* **Description of the task**
All lines below containing "errors" are to be listed.

** Opening Source data block **

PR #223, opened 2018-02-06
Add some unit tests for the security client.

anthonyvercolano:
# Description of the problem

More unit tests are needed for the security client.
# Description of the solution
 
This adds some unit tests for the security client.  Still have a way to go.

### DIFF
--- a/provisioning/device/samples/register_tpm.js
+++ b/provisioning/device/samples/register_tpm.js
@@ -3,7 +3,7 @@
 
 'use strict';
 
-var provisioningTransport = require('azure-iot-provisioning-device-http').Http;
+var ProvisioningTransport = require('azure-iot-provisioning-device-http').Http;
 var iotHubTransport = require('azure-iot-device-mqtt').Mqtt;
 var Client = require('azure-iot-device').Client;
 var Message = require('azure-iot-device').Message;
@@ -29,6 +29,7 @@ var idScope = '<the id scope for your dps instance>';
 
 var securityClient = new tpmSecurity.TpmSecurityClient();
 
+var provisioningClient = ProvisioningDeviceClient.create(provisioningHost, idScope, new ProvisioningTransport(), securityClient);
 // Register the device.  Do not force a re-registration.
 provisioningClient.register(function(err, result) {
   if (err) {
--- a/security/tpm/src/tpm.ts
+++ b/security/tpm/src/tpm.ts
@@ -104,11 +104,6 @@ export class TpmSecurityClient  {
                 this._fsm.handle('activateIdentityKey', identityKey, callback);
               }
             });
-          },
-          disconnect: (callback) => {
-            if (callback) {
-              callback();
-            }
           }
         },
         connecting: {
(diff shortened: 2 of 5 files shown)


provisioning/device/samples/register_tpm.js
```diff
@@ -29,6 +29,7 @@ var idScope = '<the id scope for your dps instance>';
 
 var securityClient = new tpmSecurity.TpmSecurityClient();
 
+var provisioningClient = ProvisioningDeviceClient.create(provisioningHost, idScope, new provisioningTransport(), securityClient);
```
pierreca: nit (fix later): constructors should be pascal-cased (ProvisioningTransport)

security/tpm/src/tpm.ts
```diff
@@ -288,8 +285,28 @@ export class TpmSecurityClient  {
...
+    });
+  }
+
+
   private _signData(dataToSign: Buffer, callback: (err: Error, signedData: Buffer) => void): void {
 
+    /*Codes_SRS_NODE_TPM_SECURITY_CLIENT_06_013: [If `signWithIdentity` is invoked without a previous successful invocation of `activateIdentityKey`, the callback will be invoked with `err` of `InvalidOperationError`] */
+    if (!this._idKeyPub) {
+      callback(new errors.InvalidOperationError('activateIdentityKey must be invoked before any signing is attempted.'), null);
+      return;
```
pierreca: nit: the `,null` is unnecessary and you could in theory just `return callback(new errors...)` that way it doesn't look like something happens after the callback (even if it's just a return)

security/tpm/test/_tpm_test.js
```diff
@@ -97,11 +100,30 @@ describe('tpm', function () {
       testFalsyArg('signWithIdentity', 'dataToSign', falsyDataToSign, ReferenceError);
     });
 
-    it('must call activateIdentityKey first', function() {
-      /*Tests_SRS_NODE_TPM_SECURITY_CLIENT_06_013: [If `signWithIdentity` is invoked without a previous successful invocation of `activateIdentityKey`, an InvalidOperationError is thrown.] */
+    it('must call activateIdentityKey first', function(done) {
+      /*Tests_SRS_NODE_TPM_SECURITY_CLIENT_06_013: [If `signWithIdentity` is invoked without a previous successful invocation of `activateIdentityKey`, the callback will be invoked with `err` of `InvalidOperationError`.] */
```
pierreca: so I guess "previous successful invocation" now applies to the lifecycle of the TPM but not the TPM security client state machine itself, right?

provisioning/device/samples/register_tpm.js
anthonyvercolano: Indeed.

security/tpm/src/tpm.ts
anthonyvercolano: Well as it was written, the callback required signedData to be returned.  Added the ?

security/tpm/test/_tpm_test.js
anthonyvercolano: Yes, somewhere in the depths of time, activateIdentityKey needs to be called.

** Closing Source data block **
** Opening Source data block **

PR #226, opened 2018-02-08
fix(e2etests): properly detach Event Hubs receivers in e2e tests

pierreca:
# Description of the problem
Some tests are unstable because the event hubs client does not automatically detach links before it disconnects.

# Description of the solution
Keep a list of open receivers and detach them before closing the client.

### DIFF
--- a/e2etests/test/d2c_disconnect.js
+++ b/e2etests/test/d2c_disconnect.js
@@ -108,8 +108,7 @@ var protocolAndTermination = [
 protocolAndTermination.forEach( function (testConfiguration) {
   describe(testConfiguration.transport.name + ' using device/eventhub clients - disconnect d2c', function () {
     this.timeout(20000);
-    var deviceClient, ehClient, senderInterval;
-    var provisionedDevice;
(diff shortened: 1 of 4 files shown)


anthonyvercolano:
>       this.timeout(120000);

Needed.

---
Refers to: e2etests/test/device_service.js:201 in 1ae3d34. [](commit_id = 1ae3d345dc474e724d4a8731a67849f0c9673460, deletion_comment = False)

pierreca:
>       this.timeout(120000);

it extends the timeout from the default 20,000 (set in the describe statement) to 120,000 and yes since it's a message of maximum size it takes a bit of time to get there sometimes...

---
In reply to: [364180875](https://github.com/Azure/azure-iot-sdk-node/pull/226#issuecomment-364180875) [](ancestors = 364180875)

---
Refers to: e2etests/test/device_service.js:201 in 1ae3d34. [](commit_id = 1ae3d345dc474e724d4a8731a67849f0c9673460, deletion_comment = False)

** Closing Source data block **

* **Solution**
+      callback(new errors.InvalidOperationError('activateIdentityKey must be invoked before any signing is attempted.'), null);
pierreca: nit: the `,null` is unnecessary and you could in theory just `return callback(new errors...)` that way it doesn't look like something happens after the callback (even if it's just a return)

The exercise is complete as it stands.